:: Data for review ::
PR #508, opened 2024-03-12
rmk: Adjust scheduler for core mode (no-op)

racicLuka:
`RCCProfileConfig` is now optional. If the value is `None`, skip RCC profile configuration.

### DIFF
--- a/src/bin/scheduler/internal_config.rs
+++ b/src/bin/scheduler/internal_config.rs
@@ -176,10 +176,10 @@ mod tests {
                 results_directory: Utf8PathBuf::from("/results"),
                 rcc_config: RCCConfig {
                     binary_path: Utf8PathBuf::from("/bin/rcc"),
-                    profile_config: RCCProfileConfig::Custom(CustomRCCProfileConfig {
+                    profile_config: Some(RCCProfileConfig::Custom(CustomRCCProfileConfig {
                         name: "Robotmk".into(),
                         path: "/rcc_profile_robotmk.yaml".into(),
-                    }),
+                    })),
                 },
                 suite_groups: vec![
                     SequentialSuiteGroup {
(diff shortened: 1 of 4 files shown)


SoloJacobs:
I don't think this quite correct: `rcc_setup` and `setup` are still doing a lot of  setup. I think you should modify `src/bin/scheduler/rcc.rs` to not do any configuration of rcc and only return surviving_suites.

SoloJacobs (changes requested):
Please modify `setup` in src/bin/scheduler/setup/rcc.rs instead of `configure_curstom_rcc_profile`.

racicLuka:
So something like:
```
if global_config.rcc_config.profile_config.is_none() {
        sort_suites_by_grouping(&mut surviving_suites);
        Ok(surviving_suites);
    }
```
on line https://github.com/elabit/robotmk/blob/7f671ceec0965350b7be8a031356d7de15e27740/src/bin/scheduler/setup/rcc.rs#L26?

SoloJacobs:
Yes, but you can use pattern matching to unwrap  the profile and then it can be used in the body of the function. The rust tooling should be able to help you with this.

Also add some logging why that rcc configuration is skipped would be good.

In the end, I will write an integration test to check that rcc is never called.

racicLuka:
Sorry for the late response, I wasn't feeling well. 
I tried what you proposed, using pattern matching, but I can't get it to work. I just can't wrap my head around some concepts in Rust :/ 
If you have time, I would appreciate if we could take a look together. Thanks! 

PS. At least this way the profile configuration is skipped. I tested it in a site.

SoloJacobs (approved):
LGTM, let's wait for the test before we release this.

SoloJacobs (approved):

PR #509, opened 2024-03-18
improve log ouput for termination test

SoloJacobs:
It appears that sometimes the RobotFramework can spawn a huge number of process, which causes `print_process_tree` to never terminate. We do not have a reliable way to reproduce this, but at least we improve the test output.


racicLuka (approved):
LGTM

PR #510, opened 2024-03-19
Clearer distinction between core and enterprise mode

jherbel:


jherbel:
Hi @racicLuka  and @SoloJacobs, I though a bit about the distinction between core and enterprise mode. This might be a cleaner approach, but I am not 100% sure, so I would like to ask for your opinion. If we agree to go ahead with this, I will take polish it to make the CI happy.

jherbel:
@SoloJacobs und @racicLuka a simpler alternative might be: We revert Luka's last commit and instead add a simple check if there any RCC suites in `setup::rcc`. Something like
`    if rcc_suites.is_empty() {
        sort_suites_by_grouping(&mut surviving_suites);
        return Ok(surviving_suites);
    }
`
This would avoid doing any kind of RCC stuff in the core mode. Furthermore, we would also skip the RCC setup in enterprise mode if there are no suites using RCC. This is probably desirable, but we might want to briefly check with Simon.

racicLuka:
IMO, the second solution is, as you said, simpler and achieves what we want. Which makes it quite desirable.

On the other hand, I do like the first solution. It adds a clear distinction between the two modes, but I am not sure if it adds unnecessary code complexity. Maybe we don't need it at this point.

SoloJacobs:
I'm under the impression that I don't quite understand this issue, yet.
* Having the config represent that we are in CoreMode is definitely a good change, and I also think constructing a `Suite` object is appropriate.
* Are we actually solving an implementation issue in this commit? I was under the impression that functionality-wise the current state is correct. Currently, we only return surviving suites from the `rcc::setup` step. Is this somehow unsafe?

jherbel:
This change is only about solving an implementation issue. Functionality-wise, everything is fine. What I don't like about the current implementation is that the distinction between core and enterprise mode is effectively done via `Option<RCCProfileConfig>`, which seems strange. I currently see two (in my opinion) better ways:

1. Distinction at the external config level, which is what this change does.
2. Simply check if there are no RCC suites and skip the RCC setup in this case. This of course does not directly distinguish between the two modes, however, I don't think we necessarily have to distinguish atm.

So the questions are:

1. Do you agree with the my point that distinguishing via `Option<RCCProfileConfig>` is not optimal?
2. If so, which alternative solution  do you prefer (of course, other suggestions are welcome).

racicLuka:
1. Provided with this information, I do agree that distinguishing using `Option<RCCProfielConfig>` is not the best way. Moving it one level up to `Option<RCCConfig>` would be a better.
2. Even though it adds complexity to the code, I would prefer the first solution. It makes the distinguishment way clearer and stricter. Checking if the `rcc_suites` is empty does solve the problem, but it doesn't add any context.

If we agree on implementing the first solution and if you don't mind Joerg I would like to take over. It would be a nice way to practice some more Rust. At the end, I would assign you to review everything and give the final OK.

jherbel:
Using `Option<RCCConfig>` at the external config level won't work, because you need the RCC binary path to build the internal `Suite` structs from the external config. So if you want to distinguish at the external config level, you have to do essentially what I did in this PR. Otherwise, we allow invalid configurations (no RCC config but a suite wants to use RCC), which we really should avoid.

That's why I am a bit torn between the two options I mentioned above. @racicLuka and @SoloJacobs, what do you think?

SoloJacobs:
Whiteboard comment, but: 

There should probably be a top-level key, which distinguishes CoreConfig from EnterpriseConfig at the external config level. That way a mix of CoreMode with an RCC field is a configuration error. This seems to me to be the correct approach, since each field might potentially have an "RCC" version. If the subfields are the same/not specific to RCC, then they can code share the serde schema.

As we pass to the internal configuration level, we can have suites, which are with or without rcc binary. They don't to necessarily need to be specific to CoreMode, since this is enforced at configuration time.

It is not true that we don't need to distinguish between CoreMode and Enterprise: If the Scheduler has not been updated on the WindowsNode (ie has enterprise mode), but the CheckMK site has CoreMode, then the user is getting rcc for free until the bakery is triggered. '_check_licensing' must check what kind of configuration the Scheduler is using at the while checks are running. Thus, I think option two is inappropriate.

I'm fine with both approaches. Given that we have little time this sprint, I was going to leave things as they are. But I would be very happy if have aclean solution.

jherbel:
The requirement that we need to ensure on the server side that the scheduler and the server agree regarding licensing is new to me. But if that is the case, then we definitely need to do essentially what I did in this PR. @racicLuka do you have time to finish this PR (mainly the CI) and implement the corresponding changes on the server side? If so, I would suggest to go ahead with this. However, if there are more important tasks atm, then I would suggest to revert the last commit and instead implement skipping the RCC setup if there are no RCC suites, since this can be done quite fast.

SoloJacobs:
@jherbel Ah, I did not realize that Simon already decided against this requirement. I simply deduced that we have this requirement based on this comment from [CMK-16309](https://jira.lan.tribe29.com/browse/CMK-16309):

> [Luka Racic](https://jira.lan.tribe29.com/secure/ViewProfile.jspa?name=luka.racic) there might be an additional issue with the MKP: After installing it, the bakery rule page will show that RCC is not available for already configured rules. However, when baking agents, RCC will be configured if the user didn't change the rule in between. This could be solved in two ways:
> 
> 1) We tell our users that they have to run `cmk-update-config` after installing the MKP.
> 
> 2) We adapt the bakery plugin accordingly. For RCC (on the suite level and for the overall configuration), we could check if the core mode is active and simply ignore what the rule content says.
> 
> Please discuss this with [Simon Meggle](https://jira.lan.tribe29.com/secure/ViewProfile.jspa?name=simon.meggle) .

Luka and I agree, that solution one is still much more appropriate, and it should be done eventually. However, for the time being we can implement solution two. Then we should address the content of your comment, and then we start working on having an explicit external config.

@jherbel @racicLuka Please coordinate between the two of you, who does what.

jherbel:
Ah, ok. My comment addresses a slightly different, but of course related issue: After you install the MKP, the bakery rule page will display that you are in core mode and that RCC is disabled, also for already existing rules. This is because the corresponding transform is applied before rendering the rule. However, when baking agents, the transform is not applied, so you still get RCC baked in if you don't update your configuration (`cmk-update-config` or opening and saving the rule).

By implementing a check whether the license on the server side matches the license on the client side, we could make customers aware of a mismatch and force an agent update. However, the customer would still have to somehow update existing bakery rules right after installing the MKP before doing the update, otherwise, the baked agents will still be from the enterprise license and might contain RCC suites. So my comment in [CMK-16309](https://jira.lan.tribe29.com/browse/CMK-16309) targets avoiding this update step.

I would suggest to go ahead as follows: @racicLuka reverts the last commit and implements solution number two for the time being. Note that this includes a small change in behavior also for enterprise customers: If an enterprise customer has no RCC suites configured, no RCC setup will happen, which is desirable I would say. Then, once I am back, we discuss if solution number one is needed and to what extend (including any potential server-side enforcement). Since the enforcement is not part of the 2.3 requirements (at least not that I am aware of, I also briefly checked some tickets this morning to make sure), there is no problem in not having this enforcement in 2.3. If it turns out that we want it, we can always include it in a patch release.

racicLuka:
Sounds good. I will continue as agreed. Thanks for the input!

jherbel:
Ok, thanks for the fruitful discussion. I will close this PR for now, we can re-open it if necessary.

jherbel:
Ok, thanks for the fruitful discussion. I will close this PR for now, we can re-open it if necessary.

PR #520, opened 2024-04-16
Renaming: Suite --> Plan

jherbel:


src/results.rs
```diff
@@ -1,11 +1,11 @@
...
+use crate::config::PlanMetadata;
 use crate::section::{WritePiggybackSection, WriteSection};
 use camino::{Utf8Path, Utf8PathBuf};
 use serde::Serialize;
 use std::collections::HashMap;
 
-pub fn suite_results_directory(results_directory: &Utf8Path) -> Utf8PathBuf {
-    results_directory.join("suites")
+pub fn plan_results_directory(results_directory: &Utf8Path) -> Utf8PathBuf {
+    results_directory.join("plans")
```
SoloJacobs, line 8: This is probably an incompatible change. What are users expected to see/do?

src/results.rs
```diff
@@ -62,18 +62,18 @@ pub enum EnvironmentBuildStage {
...
     pub config: AttemptsConfig,
-    pub metadata: SuiteMetadata,
+    pub metadata: PlanMetadata,
 }
 
-impl WritePiggybackSection for SuiteExecutionReport {
+impl WritePiggybackSection for PlanExecutionReport {
     fn name() -> &'static str {
-        "robotmk_suite_execution_report"
+        "robotmk_plan_execution_report"
```
SoloJacobs, line 76: Another change, which is user facing.

src/suites.rs
```diff
@@ -78,17 +78,17 @@ fn run_attempt(
     cancellation_token: &CancellationToken,
     output_directory: &Utf8Path,
 ) -> Result<(AttemptOutcome, Option<Utf8PathBuf>), Cancelled> {
-    let log_message_start = format!("Suite {}, attempt {}", id, attempt.index);
+    let log_message_start = format!("Plan {}, attempt {}", id, attempt.index);
 
     let run_outcome = match session
         .run(&RunSpec {
-            id: &format!("robotmk_suite_{}_attempt_{}", id, attempt.index),
+            id: &format!("robotmk_plan_{}_attempt_{}", id, attempt.index),
```
SoloJacobs, line 85: What does this ID do again?

src/results.rs
jherbel: I will write a werk in Checkmk about this. Users will have uninstall the agent and delete the Robotmk output directory, that is probably the safest way. I think before the release we can still do this, afterwards, we would have to at least consider this in more detail.

src/results.rs
jherbel: I think this should be addressed with the comment above.

src/suites.rs
jherbel: This ID is used in the Windows task scheduler as the task ID

SoloJacobs (approved):

PR #540, opened 2024-05-23
Allow unzipping during setup

SoloJacobs:
CMK-17430

I guess it will take me a bit longer to get the permissions for the unzipped directories working. Can you maybe have a look at this draft, which only works for non-headed execution.

### DIFF
--- a/.github/workflows/system_tests.yaml
+++ b/.github/workflows/system_tests.yaml
@@ -13,6 +13,10 @@ jobs:
           name: rcc
           path: C:\
       - uses: actions/checkout@v4
+      - run: mkdir C:\managed_robots
+      - run: cd data\retry_rcc\
+      - run: tar -c -a -f C:\managed_robots\retry_rcc_defN.zip .
+      - run: cd ..\..
       - uses: actions-rust-lang/setup-rust-toolchain@v1.5.0
         with:
           target: x86_64-pc-windows-gnu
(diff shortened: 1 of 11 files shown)


SoloJacobs:
Some similiar ideas:
* The checkmk bakery also transfers packages (it uses an .msi instead). So, we could also build this functionality into the Checkmk server.
*` rcc robot wrap` is essentially the same as here, but sets some files to executable.

jherbel:
This looks quite promising already. There main point currently unclear to me is how to best handle the various paths. The bakery plugin currently builds eg. the path to the robot file from the base directory and the relative path specified by the user. However, the directory the scheduler unzips into is probably a different directory. So we could of course adjust the bakery plugin, but then we would have a bit of duplicated business logic, namely how to construct the path to the robot file for managed robots (basically `managed_dir/plan_id/...`). Maybe this is perfectly fine, but I think we should briefly discuss this. Ping me please.

.github/workflows/system_tests.yaml
```diff
@@ -13,6 +13,11 @@ jobs:
           name: rcc
           path: C:\
       - uses: actions/checkout@v4
+      - run: mkdir C:\managed_robots
+      - run: cd data\retry_rcc\
+      - run: tar -c -a -f C:\managed_robots\retry_rcc_defN.zip .
+      - run: dir data
```
jherbel, line 19: Can be removed

jherbel (changes requested):
Only one small comment, looks good otherwise :+1:

jherbel (approved):

PR #546, opened 2024-06-04
Assemble robot command line completely internally

jherbel:
Previously, the configuration contained both command-line arguments and variable/argument files (since the latter must be made absolute according to the plan source). Now, the configurations has explicit fields for each supported command-line argument.


src/bin/scheduler/internal_config.rs
```diff
@@ -266,7 +287,15 @@ mod tests {
             plans[0].robot,
             Robot {
                 robot_target: Utf8PathBuf::from("/synthetic_tests/rcc/tasks.robot"),
-                command_line_args: vec![],
+                top_level_suite_name: None,
```
SoloJacobs, line 290: I would prefer, if `Robot` would construct a `command_line_args`.

SoloJacobs (changes requested):

SoloJacobs (approved):

PR #552, opened 2024-06-16
Dev/sol/sec

SoloJacobs:


src/bin/scheduler/setup/rcc.rs
```diff
@@ -260,20 +262,20 @@ fn enable_long_path_support(
...
-    command_spec.add_arguments(["holotree", "init"]);
+    command_spec.add_arguments(["holotree", "init", "--revoke"]);
     let mut succesful_plans = vec![];
     let mut failed_plans: HashMap<String, String> = HashMap::new();
 
     for (session, plans) in plans_by_sessions(plans) {
         debug!("Running {} for `{}`", command_spec, &session);
         let session_id = &format!(
-            "holotree_initialization_{}",
+            "holotree_disabling_{}",
```
jherbel, line 278: let's also call it `"holotree_disabling_sharing_{}"`

tests/test_scheduler.rs
```diff
@@ -397,19 +396,24 @@ async fn assert_rcc_files_permissions(
...
-    assert!(stdout.contains("holotree-global-shared                ...  \"true\""));
+    let diagnostics = read_configuration_diagnostics(&rcc_config.binary_path)?;
+    assert_eq!(
+        diagnostics
+            .details
+            .get("telemetry-enabled")
+            .unwrap()
+            .as_str(),
+        "false"
+    );
```
jherbel, line 407: In the last commit, we should explicitly test that the shared holotree is disabled if possbile

src/rcc.rs
```diff
@@ -0,0 +1,242 @@
+use camino::Utf8Path;
```
jherbel, line 1: Since we only use this for testing, let's move it to the test folder

jherbel (changes requested):
Only minor comments, nice work!

src/bin/scheduler/setup/rcc.rs
SoloJacobs: Done

tests/test_scheduler.rs
SoloJacobs: Done

src/rcc.rs
SoloJacobs: Done

jherbel (approved):

PR #554, opened 2024-06-20
Clearly distinguish between relative and absolute paths in config

jherbel:


jherbel:
@SoloJacobs Not 100% sure about this, what is your opinion?

SoloJacobs:
I'm not sure. Building type safe abstractions over the filesystem seems a bit overkill for what we are doing.

We also have some other areas, which are more in need of attention.

Maybe ask Mathias? He is part of the elabit organization, and thus can review here on GH.

jherbel:
@Synss We are unsure whether this is overengineering. What is your opinion on this? We don't need a detailed review of course. Feel free to ping us for discussions.

Synss:
I agree with Solomon. I don't see how distinguishing between absolute and relative paths is relevant. If anything, it will make the code harder to test.

jherbel:
Ok, thanks for the feedback, then I'll close this PR.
:::
Brief =
Tally the lines of the preceding listing in which the word "solving" appears; state nothing but the total.

Solution =
2